▸ Input:
□ □ □ □ □
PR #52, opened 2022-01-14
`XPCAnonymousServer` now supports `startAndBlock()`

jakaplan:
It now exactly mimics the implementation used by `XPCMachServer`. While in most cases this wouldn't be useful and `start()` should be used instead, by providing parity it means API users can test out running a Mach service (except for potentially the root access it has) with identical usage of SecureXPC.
□ □ □ □ □
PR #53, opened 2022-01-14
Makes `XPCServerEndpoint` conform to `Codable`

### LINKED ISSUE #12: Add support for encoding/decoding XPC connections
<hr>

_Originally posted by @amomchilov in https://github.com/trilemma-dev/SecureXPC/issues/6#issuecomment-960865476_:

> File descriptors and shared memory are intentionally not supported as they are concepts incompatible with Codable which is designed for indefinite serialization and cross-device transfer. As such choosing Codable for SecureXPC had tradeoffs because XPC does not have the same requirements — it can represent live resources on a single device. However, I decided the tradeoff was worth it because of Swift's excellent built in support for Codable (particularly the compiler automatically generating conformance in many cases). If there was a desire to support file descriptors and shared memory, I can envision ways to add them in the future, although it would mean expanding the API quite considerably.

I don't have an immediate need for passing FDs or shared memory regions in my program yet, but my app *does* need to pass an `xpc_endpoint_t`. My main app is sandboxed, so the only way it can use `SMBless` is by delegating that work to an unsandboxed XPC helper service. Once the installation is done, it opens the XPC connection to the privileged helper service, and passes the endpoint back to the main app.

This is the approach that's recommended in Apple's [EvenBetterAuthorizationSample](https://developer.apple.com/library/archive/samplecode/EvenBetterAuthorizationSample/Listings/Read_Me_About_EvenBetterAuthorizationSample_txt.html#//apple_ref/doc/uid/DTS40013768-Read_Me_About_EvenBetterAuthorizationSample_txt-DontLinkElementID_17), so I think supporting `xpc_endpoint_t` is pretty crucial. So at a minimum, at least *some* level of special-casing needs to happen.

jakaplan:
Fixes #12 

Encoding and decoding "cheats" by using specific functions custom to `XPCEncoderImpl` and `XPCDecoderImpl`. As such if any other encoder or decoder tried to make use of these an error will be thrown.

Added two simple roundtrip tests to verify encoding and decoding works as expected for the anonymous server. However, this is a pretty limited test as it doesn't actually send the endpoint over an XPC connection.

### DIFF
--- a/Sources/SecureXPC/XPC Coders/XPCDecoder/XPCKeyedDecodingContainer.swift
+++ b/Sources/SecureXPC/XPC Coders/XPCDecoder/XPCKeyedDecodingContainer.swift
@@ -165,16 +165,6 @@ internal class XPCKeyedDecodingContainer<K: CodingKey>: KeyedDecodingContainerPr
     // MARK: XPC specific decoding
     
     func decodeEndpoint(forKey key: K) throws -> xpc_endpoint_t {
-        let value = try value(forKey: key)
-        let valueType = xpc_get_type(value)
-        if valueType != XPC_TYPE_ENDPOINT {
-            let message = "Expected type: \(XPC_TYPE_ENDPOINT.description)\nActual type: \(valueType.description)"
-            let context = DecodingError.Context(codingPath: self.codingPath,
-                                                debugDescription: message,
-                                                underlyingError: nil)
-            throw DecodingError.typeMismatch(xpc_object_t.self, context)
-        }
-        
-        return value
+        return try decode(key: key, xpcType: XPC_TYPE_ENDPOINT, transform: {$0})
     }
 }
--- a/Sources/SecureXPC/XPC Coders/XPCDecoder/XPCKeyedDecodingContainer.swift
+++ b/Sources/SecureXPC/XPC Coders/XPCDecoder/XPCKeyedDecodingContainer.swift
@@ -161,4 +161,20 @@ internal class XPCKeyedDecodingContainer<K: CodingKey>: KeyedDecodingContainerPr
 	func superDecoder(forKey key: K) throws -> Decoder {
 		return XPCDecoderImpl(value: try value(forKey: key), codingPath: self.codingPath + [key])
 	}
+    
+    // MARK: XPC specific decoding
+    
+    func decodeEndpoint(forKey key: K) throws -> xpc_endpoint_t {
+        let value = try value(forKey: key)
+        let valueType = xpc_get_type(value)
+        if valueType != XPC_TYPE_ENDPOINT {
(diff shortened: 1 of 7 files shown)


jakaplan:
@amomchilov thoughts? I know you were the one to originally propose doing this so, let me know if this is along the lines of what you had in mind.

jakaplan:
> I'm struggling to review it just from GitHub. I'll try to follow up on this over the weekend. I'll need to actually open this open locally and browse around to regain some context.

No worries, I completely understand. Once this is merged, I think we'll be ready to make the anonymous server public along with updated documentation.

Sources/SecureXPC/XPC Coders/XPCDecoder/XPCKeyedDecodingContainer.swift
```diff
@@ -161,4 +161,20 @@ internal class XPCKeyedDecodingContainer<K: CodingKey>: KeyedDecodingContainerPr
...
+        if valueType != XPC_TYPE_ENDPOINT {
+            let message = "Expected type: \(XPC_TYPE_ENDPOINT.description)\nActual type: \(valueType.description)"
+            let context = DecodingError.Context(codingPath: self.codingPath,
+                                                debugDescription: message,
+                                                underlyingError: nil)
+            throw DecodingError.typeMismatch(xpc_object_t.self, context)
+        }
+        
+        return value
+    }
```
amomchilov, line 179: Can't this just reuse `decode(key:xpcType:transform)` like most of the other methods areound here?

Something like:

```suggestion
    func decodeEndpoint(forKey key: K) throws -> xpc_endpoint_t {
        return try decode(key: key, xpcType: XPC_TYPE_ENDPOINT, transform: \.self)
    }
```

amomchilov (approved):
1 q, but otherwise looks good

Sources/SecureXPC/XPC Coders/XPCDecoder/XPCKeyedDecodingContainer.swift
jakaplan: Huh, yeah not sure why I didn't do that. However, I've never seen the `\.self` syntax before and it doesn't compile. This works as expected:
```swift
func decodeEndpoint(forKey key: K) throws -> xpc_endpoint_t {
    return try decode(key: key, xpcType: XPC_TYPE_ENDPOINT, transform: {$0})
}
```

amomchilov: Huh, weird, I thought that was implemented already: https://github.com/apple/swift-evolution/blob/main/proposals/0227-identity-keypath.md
□ □ □ □ □
▸ Prompt: Of the entries listed above, reproduce only the lines starting at the line containing "PR #52, opened 2022-01-14" and ending at the line containing "It now exactly". Include both, exactly as they stand.

▸ Task solution:
PR #52, opened 2022-01-14
`XPCAnonymousServer` now supports `startAndBlock()`

jakaplan:
It now exactly mimics the implementation used by `XPCMachServer`. While in most cases this wouldn't be useful and `start()` should be used instead, by providing parity it means API users can test out running a Mach service (except for potentially the root access it has) with identical usage of SecureXPC.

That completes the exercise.